PR #11488, opened 2023-09-29
Add Missing Include Code Action

browntarik:
Addresses: https://github.com/microsoft/vscode-cpptools/issues/10791


Extension/src/LanguageServer/Providers/codeActionProvider.ts
```diff
@@ -97,13 +97,17 @@ export class CodeActionProvider implements vscode.CodeActionProvider {
...
-            if (command.edit) {
+            if (command.edit && command.command !== "C_Cpp.AddMissingInclude" ) {
                 // Inline macro feature.
                 codeActionKind = CodeActionProvider.inlineMacroKind;
                 wsEdit = new vscode.WorkspaceEdit();
                 wsEdit.replace(document.uri, makeVscodeRange(command.edit.range), command.edit.newText);
                 hasInlineMacro = true;
-            } else if (command.command === "C_Cpp.RemoveAllCodeAnalysisProblems" && command.uri !== undefined) {
+            } else if ( command.edit && command.command === "C_Cpp.AddMissingInclude") {
+                wsEdit = new vscode.WorkspaceEdit();
```
Colengms, line 100: I assume this is necessary because the VS Code API requires a vscode object instance instead of what the LSP message is returning (which used to be acceptable via the LSP protocol).  If so, this is not specific to your code-action.  Any code-action that returns an edit from the native side would require the same conversion.  Could you make this code common for all (not otherwise handled) code-actions, so we can avoid adding unnecessary special cases?

Extension/src/LanguageServer/extension.ts
```diff
@@ -531,6 +532,14 @@ async function onRescanCompilers(sender?: any): Promise<void> {
     return clients.ActiveClient.rescanCompilers(sender);
 }
 
+async function onAddMissingInclude(args?: any): Promise<void> {
+    const sender: any | undefined = util.isString(args?.sender) ? args.sender : args;
+    const properties: Record<string, string> = {
+        sender: util.getSenderType(sender)
+    };
+    telemetry.logLanguageServerEvent('CopyDeclDefn', properties);
```
Colengms: Should `CopyDeclDefn` be changed to something else?

Colengms (dismissed):

Extension/src/LanguageServer/Providers/codeActionProvider.ts
```diff
@@ -92,13 +92,18 @@ export class CodeActionProvider implements vscode.CodeActionProvider {
             let title: string = getLocalizedString(command.localizeStringParams);
             let wsEdit: vscode.WorkspaceEdit | undefined;
             let codeActionKind: vscode.CodeActionKind = vscode.CodeActionKind.QuickFix;
-            if (command.edit) {
+            if (command.edit && command.command !== "C_Cpp.AddMissingInclude") {
```
sean-mcmanus: This should be
```
if (command.edit) {
    wsEdit = new vscode.WorkspaceEdit();
    wsEdit.replace(document.uri, makeVscodeRange(command.edit.range), command.edit.newText);
    if (command.command === "edit") {
        // Inline macro feature.
        codeActionKind = CodeActionProvider.inlineMacroKind;
        hasInlineMacro = true;
    }
} else if ...
```

sean-mcmanus (changes requested):

Extension/src/LanguageServer/Providers/codeActionProvider.ts
sean-mcmanus: I think your comment would be addressed by the change I suggested?

Extension/src/LanguageServer/Providers/codeActionProvider.ts
sean-mcmanus: Also my PR at https://github.com/microsoft/vscode-cpptools/pull/11467 changes `edit` to `workspaceEdits` so I think you'll need to make some minor changes after that gets in.

Extension/src/LanguageServer/extension.ts
sean-mcmanus: Yes

sean-mcmanus:
```
    const sender: any | undefined = util.isString(args?.sender) ? args.sender : args;
    const properties: Record<string, string> = {
        sender: util.getSenderType(sender)
    };
```
should be removed too

Extension/src/nativeStrings.json
```diff
@@ -3,6 +3,7 @@
     "include_not_found_in_browse_path": "Include file not found in browse.path.",
     "update_browse_path": "Edit \"browse.path\" setting",
     "add_to_include_path": "Add to \"includePath\": {0}",
+    "add_missing_include_path": "Add {0}",
```
sean-mcmanus: I think this should be
```json
    "add_missing_include_path": {
        "text": "Add '{0}'",
        "hint": "{0} is C++ code to add, such as '#include <string>'"
    },
```
since there could be a potential translation ambiguity with just "Add {0}" (since some languages have verbs that change based on the target of the verb).

sean-mcmanus (changes requested):

Extension/src/nativeStrings.json
sean-mcmanus: ...and I'm not sure yet if it should be `{0}` or `'{0}'` or `\"{0}\"`

sean-mcmanus: VS uses `'{0}'` so I'd say go with that.

Extension/src/LanguageServer/Providers/codeActionProvider.ts
```diff
@@ -97,12 +97,15 @@ export class CodeActionProvider implements vscode.CodeActionProvider {
...
                 wsEdit.replace(document.uri, makeVscodeRange(command.edit.range), command.edit.newText);
-                hasInlineMacro = true;
-            } else if (command.command === "C_Cpp.RemoveAllCodeAnalysisProblems" && command.uri !== undefined) {
+                if (command.command === "edit") {
+                    // Inline macro feature.
+                    codeActionKind = CodeActionProvider.inlineMacroKind;
+                    hasInlineMacro = true;
+                }
+            }
+            else if (command.command === "C_Cpp.RemoveAllCodeAnalysisProblems" && command.uri !== undefined) {
```
sean-mcmanus: `else if` should go on the previous line, i.e. `} else if (`

Extension/src/LanguageServer/Providers/codeActionProvider.ts
```diff
@@ -97,11 +97,16 @@ export class CodeActionProvider implements vscode.CodeActionProvider {
             let wsEdit: vscode.WorkspaceEdit | undefined;
             let codeActionKind: vscode.CodeActionKind = vscode.CodeActionKind.QuickFix;
             if (command.edit) {
-                // Inline macro feature.
-                codeActionKind = CodeActionProvider.inlineMacroKind;
                 wsEdit = new vscode.WorkspaceEdit();
+                if (command.command === 'C_Cpp.AddMissingInclude') {
+                    command.edit.newText = command.edit.newText + "\r\n";
```
sean-mcmanus: I think this should be `\n`. I think only Windows uses \r\n.

Extension/src/LanguageServer/Providers/codeActionProvider.ts
```diff
@@ -97,11 +98,20 @@ export class CodeActionProvider implements vscode.CodeActionProvider {
             let wsEdit: vscode.WorkspaceEdit | undefined;
             let codeActionKind: vscode.CodeActionKind = vscode.CodeActionKind.QuickFix;
             if (command.edit) {
-                // Inline macro feature.
-                codeActionKind = CodeActionProvider.inlineMacroKind;
                 wsEdit = new vscode.WorkspaceEdit();
+                if (command.command === 'C_Cpp.AddMissingInclude') {
+                    if (os.platform() === 'win32') {
+                        command.edit.newText = command.edit.newText + "\r\n";
```
sean-mcmanus: This conditional isn't necessary. VS Code will convert `\n` to `\r\n` for CLRF files on Windows. We have other code that just adds `\n` such as in `src\LanguageServer\Providers\documentFormattingEditProvider.ts`.

Extension/src/LanguageServer/Providers/codeActionProvider.ts
```diff
@@ -97,11 +98,20 @@ export class CodeActionProvider implements vscode.CodeActionProvider {
...
+                    } else {
+                        command.edit.newText = command.edit.newText + "\n";
```
sean-mcmanus: This should be `+= "\n"`.

sean-mcmanus (approved):

sean-mcmanus (approved):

TASK DESCRIPTION: Go through the data and gather every line that holds "Windows".

ANSWER SECTION:
sean-mcmanus: I think this should be `\n`. I think only Windows uses \r\n.
sean-mcmanus: This conditional isn't necessary. VS Code will convert `\n` to `\r\n` for CLRF files on Windows. We have other code that just adds `\n` such as in `src\LanguageServer\Providers\documentFormattingEditProvider.ts`.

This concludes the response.